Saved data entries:
++++++++++++++++++++
Issue #839, opened 2020-02-29
[Elixir] Concept Exercises


neenjaw:
> This is a blatant port of @tehsphinx's excellent working document in issue #212 

# Elixir Concept Exercises

## Exercise Flow

> Replace with current graph when able

## Exercise Status

**Icon Legend**
- ✅ exercise implemented
- 🛠 is being implemented
- 📙 exercise specification issue created
- 🔴 not started
- ❓ to be filled
- 👤 not assigned

### basics

focus: very basic introduction programming in elixir - named functions, integers, implicit return, math operators
prerequisite concepts: none
unlocks: basics
status: ✅
pull request: #1118
assigned: @neenjaw 

### booleans

focus: very basic introduction to the boolean type and strict boolean operators
prerequisite concepts: basics
unlocks: booleans
status: ✅
pull request: #1132 
assigned: @neenjaw

### conditionals

focus: introduction to the `cond/1` function 
prerequisite concepts: booleans
unlocks: conditionals, atoms
status: ✅
branch: merged
pull request: #1129 
assigned: @neenjaw 

### multiple-clause-functions

focus: intro to the multiple-clause functions, guards, default params
pre-req: conditionals
unlocks: multiple-clause-functions, guards, default-parameters
status: ✅
branch: merged
pull request: #1365
assigned: @neenjaw 

### tuples

focus: introduction to tuples
prerequisite concepts: atoms
unlocks: tuples, pattern-matching
status: ✅
branch: merged
pull request: #1484
assigned: @neenjaw 

### lists

focus: introduction to lists, string literals
prerequisite concepts: booleans
unlocks: lists, string-literals
status: ✅
pull request: #1203
assigned: @neenjaw

### anonymous-functions

focus: introduction to anonymous-functions
prerequisite concepts: basics
unlocks: anonymous-functions, closures, bit-manipulation
status: ✅
branch: merged
pull request: #1335
assigned: @neenjaw 

### maps

focus: introduction to maps
prerequisite concepts: lists, tuples, anonymous-functions, default-arguments
unlocks: maps, module-attributes-as-constants
status: ✅
branch: merged
pull request: #1336
assigned: @neenjaw 

### pattern-matching

focus: introduction to pattern-matching
prerequisite concepts: tuples, maps
unlocks: pattern-matching-basic
status: 🛠
branch: [elixir-concept-pattern-matching](https://github.com/exercism/v3/tree/elixir-concept-pattern-matching)
pull request: #1357 
[...]

PR #842, opened 2020-03-01
[Elixir] Graphic Concept Map

neenjaw:
This is a rudimentary start on a concept map for the elixir track.

We have been able to grow a reasonable number of concepts from our exploration of some of the current exercises (#488, #482, #453, #452) resulting in a starting list of concepts (#448, #505).  While the list may be incomplete, in order to accomplish the next task of creating concept implementation guides, we need to begin to place an order to the concepts so that we can design the exercises with a progression in mind.

Quick link to the [graphic concept map in the latest commit](https://raw.githubusercontent.com/exercism/v3/e253e0d1ac825ae4525de140668cd68e17d358da/languages/elixir/reference/concept-map.png)

Please feel free to add/edit to this concept map so that we can move forward together on this.

The PNG is generated from graphviz

---

Known deficits:
- connecting metaprogramming into the pathway

---

Plan for the result of this to be used for #839


neenjaw:
Given the complexity of this map, probably will need to ordered by hand at some point since there isn't a good way in mermaid to order the subgraphs.

It seems that the variable concept might be the entry point for us.

The go-track is scaffolding out problems so that the student only needs to focus in and complete the concept being taught.

devonestes:
Would graphviz give us a nicer graph if that other thing doesn’t? That’s one piece of software that’s never let me down!

neenjaw:
Ya, I think we will probably need to degree of detail required by graphviz.

I want to be able to draw links from a concept to a subgraph and a subgraph to a concept for better granularity.  I'll work on converting this.

neenjaw:
I think this is nicer now, will have better flexibility for future additions

neenjaw:
Have been watching some of the submissions and i have tried to add some of the concepts I have seen discussed.  There might be a few more.  Anyone have any comments about this progression so far?

Cohen-Carlisle:
I favor going for quality over quantity. If it were up to me, I would cut down the number of concepts to a core set and focus on those. We can always add more concepts later if we think there are core competencies missing. How do others feel about this?

neenjaw:
I think that's fine, and we could always rearrange and/or triage the order of exercises for this purpose.  Where/what would you cut?

Cohen-Carlisle:
I can open a PR against our concepts to segregate core and supplemental concepts.

neenjaw:
That would be great. Then can either revise this graph or triage what to complete first based on that.

neenjaw:
This is diverging farther from our current goal/state, I am going to close this PR to focus more on exercises.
++++++++++++++++++++
**EXERCISE:**
All the records above need to be restated exactly, line by line.

**THE ANSWER:**
Issue #839, opened 2020-02-29
[Elixir] Concept Exercises


neenjaw:
> This is a blatant port of @tehsphinx's excellent working document in issue #212 

# Elixir Concept Exercises

## Exercise Flow

> Replace with current graph when able

## Exercise Status

**Icon Legend**
- ✅ exercise implemented
- 🛠 is being implemented
- 📙 exercise specification issue created
- 🔴 not started
- ❓ to be filled
- 👤 not assigned

### basics

focus: very basic introduction programming in elixir - named functions, integers, implicit return, math operators
prerequisite concepts: none
unlocks: basics
status: ✅
pull request: #1118
assigned: @neenjaw 

### booleans

focus: very basic introduction to the boolean type and strict boolean operators
prerequisite concepts: basics
unlocks: booleans
status: ✅
pull request: #1132 
assigned: @neenjaw

### conditionals

focus: introduction to the `cond/1` function 
prerequisite concepts: booleans
unlocks: conditionals, atoms
status: ✅
branch: merged
pull request: #1129 
assigned: @neenjaw 

### multiple-clause-functions

focus: intro to the multiple-clause functions, guards, default params
pre-req: conditionals
unlocks: multiple-clause-functions, guards, default-parameters
status: ✅
branch: merged
pull request: #1365
assigned: @neenjaw 

### tuples

focus: introduction to tuples
prerequisite concepts: atoms
unlocks: tuples, pattern-matching
status: ✅
branch: merged
pull request: #1484
assigned: @neenjaw 

### lists

focus: introduction to lists, string literals
prerequisite concepts: booleans
unlocks: lists, string-literals
status: ✅
pull request: #1203
assigned: @neenjaw

### anonymous-functions

focus: introduction to anonymous-functions
prerequisite concepts: basics
unlocks: anonymous-functions, closures, bit-manipulation
status: ✅
branch: merged
pull request: #1335
assigned: @neenjaw 

### maps

focus: introduction to maps
prerequisite concepts: lists, tuples, anonymous-functions, default-arguments
unlocks: maps, module-attributes-as-constants
status: ✅
branch: merged
pull request: #1336
assigned: @neenjaw 

### pattern-matching

focus: introduction to pattern-matching
prerequisite concepts: tuples, maps
unlocks: pattern-matching-basic
status: 🛠
branch: [elixir-concept-pattern-matching](https://github.com/exercism/v3/tree/elixir-concept-pattern-matching)
pull request: #1357 
[...]

PR #842, opened 2020-03-01
[Elixir] Graphic Concept Map

neenjaw:
This is a rudimentary start on a concept map for the elixir track.

We have been able to grow a reasonable number of concepts from our exploration of some of the current exercises (#488, #482, #453, #452) resulting in a starting list of concepts (#448, #505).  While the list may be incomplete, in order to accomplish the next task of creating concept implementation guides, we need to begin to place an order to the concepts so that we can design the exercises with a progression in mind.

Quick link to the [graphic concept map in the latest commit](https://raw.githubusercontent.com/exercism/v3/e253e0d1ac825ae4525de140668cd68e17d358da/languages/elixir/reference/concept-map.png)

Please feel free to add/edit to this concept map so that we can move forward together on this.

The PNG is generated from graphviz

---

Known deficits:
- connecting metaprogramming into the pathway

---

Plan for the result of this to be used for #839


neenjaw:
Given the complexity of this map, probably will need to ordered by hand at some point since there isn't a good way in mermaid to order the subgraphs.

It seems that the variable concept might be the entry point for us.

The go-track is scaffolding out problems so that the student only needs to focus in and complete the concept being taught.

devonestes:
Would graphviz give us a nicer graph if that other thing doesn’t? That’s one piece of software that’s never let me down!

neenjaw:
Ya, I think we will probably need to degree of detail required by graphviz.

I want to be able to draw links from a concept to a subgraph and a subgraph to a concept for better granularity.  I'll work on converting this.

neenjaw:
I think this is nicer now, will have better flexibility for future additions

neenjaw:
Have been watching some of the submissions and i have tried to add some of the concepts I have seen discussed.  There might be a few more.  Anyone have any comments about this progression so far?

Cohen-Carlisle:
I favor going for quality over quantity. If it were up to me, I would cut down the number of concepts to a core set and focus on those. We can always add more concepts later if we think there are core competencies missing. How do others feel about this?

neenjaw:
I think that's fine, and we could always rearrange and/or triage the order of exercises for this purpose.  Where/what would you cut?

Cohen-Carlisle:
I can open a PR against our concepts to segregate core and supplemental concepts.

neenjaw:
That would be great. Then can either revise this graph or triage what to complete first based on that.

neenjaw:
This is diverging farther from our current goal/state, I am going to close this PR to focus more on exercises.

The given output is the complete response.